If the security of a product is solely based on the TPM chip, a flaw in
it can be catastrophic.}

Therefore, additional hardening measures are needed to reduce the impact of malicious code execution (e.g. reduced privileges, SELinux) or key extraction (e.g. unique keys per device). Furthermore, any backend infrastructure should be hardened such that a single compromised device cannot impact the operation of other devices.

Software-based TPM Issues

On Intel and AMD hardware, fTPMs have become more known at least since Windows 11 requires a TPM to operate. These solutions implement a TPM in software, running within a Trusted Execution Environment (TEE) on the CPU. This has the advantage of removing any physical bus that can be snooped or tampered with. On the other hand, fTPMs are still vulnerable to various kinds of side-channel attacks, such as timing leaks, as the vulnerability dubbed TPM-FAIL has shown^.

These trusted execution environments are vulnerable as well. Any flaw in the TEE can result in a full compromise of the TPM keys, breaking all security guarantees. This includes insecure key storage. While the TEEs are designed to keep the execution state safe, it also requires a secure way to persist secrets (e.g., TPM key hierarchy seeds) across reboots. A prime example is the faulTPM flaw on some AMD CPUs^.

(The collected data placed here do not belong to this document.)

PR #2790, opened 2018-12-20
Fix UI/UX issues

### LINKED ISSUE #2183: Show what info rageshake is going to send
When I rageshake my phone and file a bug report, I'm asked to tick what I'm going to send. A screenshot, logs, crash logs. I don't know what's in the logs, I want to read them before sending! And the screenshot. Wanna make sure there are no bugs making my private rooms' screenshots sent instead of what I wanted.

The system is nice, but should be a little more transparent.
Thanks!

Sorry if this is a duplicate, couldn't find anything related.

### LINKED ISSUE #2769: UI/UX issue for Sprint 17
- [x] **Detail member screen -> device list**: UI is not refreshed when blacklist/unblacklist a device
- [x] **Room detail screen**: link in the topic are not visible (same color of the background). Also increase the size of this TextView (too much margin)
- [x] **Room detail screen**: "Add a new address" item is truncated. Should be displayed on two lines
- [x] **Register screen**: "Use custom server option" is not align correctly 
- [x] **Room screen**: When downloading media, the cross is always black, whatever the theme is
- [x] cross to close url preview is always green. Bad for status theme
- [x] **Send attachment popup** bad rendering with RTL language
- [x] **Global Search/Historical search** hint is not white in SearchView
- [x] **Global search** RTL issue on arrow on left of group screen

bmarty:
Fix #2769 
Fix #2183

### DIFF
--- a/vector/src/main/res/layout/adapter_item_member_details_devices.xml
+++ b/vector/src/main/res/layout/adapter_item_member_details_devices.xml
@@ -33,8 +33,7 @@
         android:layout_alignParentRight="true"
         android:layout_marginEnd="16dp"
         android:layout_marginRight="16dp"
-        android:src="@drawable/e2e_verified"
-        android:tint="?attr/vctr_default_icon_tint_color" />
+        tools:src="@drawable/e2e_verified" />
 
     <LinearLayout
         android:id="@+id/container_buttons"
--- a/vector/src/main/res/layout/adapter_item_member_details_devices.xml
+++ b/vector/src/main/res/layout/adapter_item_member_details_devices.xml
@@ -8,21 +8,21 @@
 
     <TextView
         android:id="@+id/device_name"
-        android:layout_width="match_parent"
+        android:layout_width="wrap_content"
         android:layout_height="wrap_content"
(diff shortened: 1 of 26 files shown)


vector/src/main/res/layout/adapter_item_member_details_devices.xml
```diff
@@ -8,21 +8,21 @@
...
         android:layout_height="wrap_content"
         android:layout_below="@+id/device_name"
         android:layout_marginStart="16dp"
         android:layout_marginLeft="16dp"
         android:layout_marginTop="0dp"
-        tools:text="device id.." />
+        tools:text="device id" />
 
     <ImageView
         android:id="@+id/device_e2e_icon"
```
BillCarsonFr: I noticed that a tint color is applied to this image. Thus the warning or 'no entry' icon are green. The color for these icon carries semantic and should not be tinted.

bmarty: ok, done. I've also implemented the ViewHolder pattern in the Adapter

PR #2803, opened 2018-12-28
Stopping LoadingView after UserAvatar Upload

theLimitBreaker:
### Pull Request Checklist

* :heavy_check_mark: Pull request is based on the develop branch
* :heavy_check_mark: Pull request updates [CHANGES.rst](https://github.com/vector-im/riot-android/blob/develop/CHANGES.rst)
* :heavy_check_mark: Pull request includes screenshots or videos if containing UI changes
* :heavy_check_mark: Pull request includes a [sign off](https://github.com/matrix-org/synapse/blob/master/CONTRIBUTING.rst#sign-off)

Preview


vector/src/main/java/im/vector/fragments/VectorSettingsPreferencesFragment.kt
```diff
@@ -1377,7 +1379,7 @@ class VectorSettingsPreferencesFragment : PreferenceFragmentCompat(), SharedPref
                                         mSession.myUser.updateAvatarUrl(contentUri, object : ApiCallback<Void> {
                                             override fun onSuccess(info: Void?) {
                                                 onCommonDone(null)
-                                                refreshDisplay()
+                                                hideLoadingView(true)
```
bmarty: This is already done in `onCommonDone()` so I think this can be removed.

vector/src/main/java/im/vector/fragments/VectorSettingsPreferencesFragment.kt
```diff
@@ -870,8 +870,10 @@ class VectorSettingsPreferencesFragment : PreferenceFragmentCompat(), SharedPref
     override fun onResume() {
         super.onResume()
 
-        // search the loading view from the upper view
-        mLoadingView = view!!.findViewById(R.id.vector_settings_spinner_views)
+        // search the loading view from the upper
```
bmarty: This comment can be remove.

vector/src/main/java/im/vector/fragments/VectorSettingsPreferencesFragment.kt
```diff
@@ -870,8 +870,10 @@ class VectorSettingsPreferencesFragment : PreferenceFragmentCompat(), SharedPref
...
+        // find the view from parent activity
+        mLoadingView = activity!!.findViewById(R.id.vector_settings_spinner_views)
```
bmarty: Note that I really don't like the fact that a Fragment manipulates View from its Activity, but the code is full of dirty practices like that, so it is out of scope of this PR...

vector/src/main/java/im/vector/fragments/VectorSettingsPreferencesFragment.kt
theLimitBreaker: onCommonDone() calls just hideLoadingView() doesn't refreshDisplay(). So I see , we can call refreshDisplay() only

vector/src/main/java/im/vector/fragments/VectorSettingsPreferencesFragment.kt
theLimitBreaker: So should I move the loading view to fragment only. ?

bmarty: No, You won't be able to do that because it's a pref fragment. I was more thinking of a way for Fragment to ask its Activity to show/hide the loading View.

theLimitBreaker: We can have Interface Call back. VectorSettingPreferencesFragment Can have interface for displayLoadingView and HideLoadingView(). actvity can give the implementation at the time of initialization of this fragment.

theLimitBreaker: So In Kotlin Code Cleanup . Should I make this Change too ?

PR #3814, opened 2016-03-31
1.x: Fix prolonged Producer retention in switchOnNext

akarnokd:
There are two cases when the operator `switchOnNext` / `switchMap` retained parts of an earlier source through its `Producer` via the arbiter structure:

  - when a backpressure-supporting source was followed by a unsupporting source which never sets a new Producer, keeping the old one there indefinitely
  - when a backpressure-supporting source terminated but was not followed by any other source for longer period of time

The fix swaps in a null-producer when a new source is encountered and when an old source terminates. The swap is guarded by the current index so outdated events won't interfere with newer sequences.

**Edit**

Fixed a `ConcurrentModificationException` because the `queue` wasn't nulled out after assigning it to `localQueue`. Plus, I've added a test to check the async-source and async-inner doesn't cause backpressure exceptions.

### DIFF
--- a/src/main/java/rx/internal/operators/OperatorSwitch.java
+++ b/src/main/java/rx/internal/operators/OperatorSwitch.java
@@ -20,7 +20,7 @@ import java.util.*;
 import rx.*;
 import rx.Observable;
 import rx.Observable.Operator;
-import rx.exceptions.CompositeException;
+import rx.exceptions.*;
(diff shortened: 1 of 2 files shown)


akarnokd:
Updated with another fix + test.

akarnokd:
Closing this and will post a fresh PR with a completely rewritten operator as it has backpressure problems as well (overflow/hang).

Issue #2297, opened 2014-12-30
Make RxJavaPlugins.reset() public


TomRK1089:
Let me preface this by saying the RxJava library has made my life easier in just the short time I've been using it. However, there's one jagged edge that bit me today.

On Arm-based embedded devices, the main way to implement an fTPM is by utilizing Arm TrustZone technology and something like OP-TEE’s fTPM^{.
Any flaw in the TrustZone implementation can be a problem, including
memory protection issues that leak keys the fTPM holds in memory^.}

When using OP-TEE, it is also essential to properly configure the storage layer and ensure that it has a secure way to derive a storage encryption key that cannot be accessed outside of the TEE. SoCs with upstream OP-TEE support often already have this, but vendors sometimes ship forks that do not. When using storage backed by eMMC RPMB (Replay Protected Memory Block), the key must be properly set up and configured. Hard-coding the RPMB key in the OP-TEE binary is a particularly bad idea.

Cold Boot Attacks

While not a direct TPM problem, cold boot attacks are a critical consideration when designing a system that uses a TPM for secret storage. Although a physical TPM provides protection for its internal memory, the problem lies with the main system memory once the TPM has unsealed and returned a secret to the host. A prime example is disk encryption, where the encryption key resides in the volatile main memory for the entire duration of the system’s uptime. It is essential to ensure proper mitigations against cold boot attacks to avoid leaking secrets this way.

Performance

Not specific to embedded systems, but often overlooked: a TPM is slow. Therefore, offloading cryptography-heavy protocols like TLS to the TPM is unfeasible. It can, however, still be used to keep long-term keys secure and perform less timing-critical operations during a protocol handshake.

One more thing to keep in mind is that with TPM 2.0, root keys are not stored directly but derived from seeds. This key derivation can be computationally expensive. Consequently, using a RSA key can cause more significant delays than an ECC key due to the mathematical operations involved.

TPM Firmware Updates

It is common knowledge now that delivering security updates is crucial to keeping devices secure over their whole lifetime. It is important to remember that TPM chips also contain firmware that needs to be updated. On a regular PC, this is handled through UEFI or Windows. However, on an embedded device, it is the responsibility of the producer to keep the TPM firmware up to date. This is critical, especially when a vulnerability like TPM-FAIL (CVE-2019-16863) occurs, as it requires the ability to update your TPM to patch the flaw.

Summary

A TPM chip can help to implement state-of-the-art security mechanisms, but it’s not a silver bullet that will make things inherently secure. To utilize a TPM correctly, it is crucial to have a well-defined threat model. This model must clearly specify the role of the TPM and the kind of attacks it is intended to protect against. Especially when used on an embedded system, the lack of human interaction must be considered when designing protection against certain threats.